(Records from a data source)
PR #3853, opened 2016-06-20
fix(eslint): update eslint-config-fxa version

### LINKED ISSUE #3852: Update eslint-config-fxa version
Due to some weird eslint issue (probably), our `grunt eslint` no longer works. Thankfully @pdehaan has this fixed with the new version of `eslint-config-fxa`, so we need to update.

TDA:
Fixes #3852

Blocker as eslint is trying to read the wrong file otherwise.

### DIFF
--- a/package.json
+++ b/package.json
@@ -76,7 +76,7 @@
   },
   "devDependencies": {
     "coveralls": "2.11.9",
-    "eslint-config-fxa": "2.0.0",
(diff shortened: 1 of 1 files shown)


pdehaan:
Do we need to tweak npm-shrinkwrap.json too, or do we not shrinkwrap devDeps in this repo?

TDA:
@pdehaan No devDeps :D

To do: Whatever is in the entries above, write it out exactly.

Response for this exercise:
PR #3853, opened 2016-06-20
fix(eslint): update eslint-config-fxa version

### LINKED ISSUE #3852: Update eslint-config-fxa version
Due to some weird eslint issue (probably), our `grunt eslint` no longer works. Thankfully @pdehaan has this fixed with the new version of `eslint-config-fxa`, so we need to update.

TDA:
Fixes #3852

Blocker as eslint is trying to read the wrong file otherwise.

### DIFF
--- a/package.json
+++ b/package.json
@@ -76,7 +76,7 @@
   },
   "devDependencies": {
     "coveralls": "2.11.9",
-    "eslint-config-fxa": "2.0.0",
(diff shortened: 1 of 1 files shown)


pdehaan:
Do we need to tweak npm-shrinkwrap.json too, or do we not shrinkwrap devDeps in this repo?

TDA:
@pdehaan No devDeps :D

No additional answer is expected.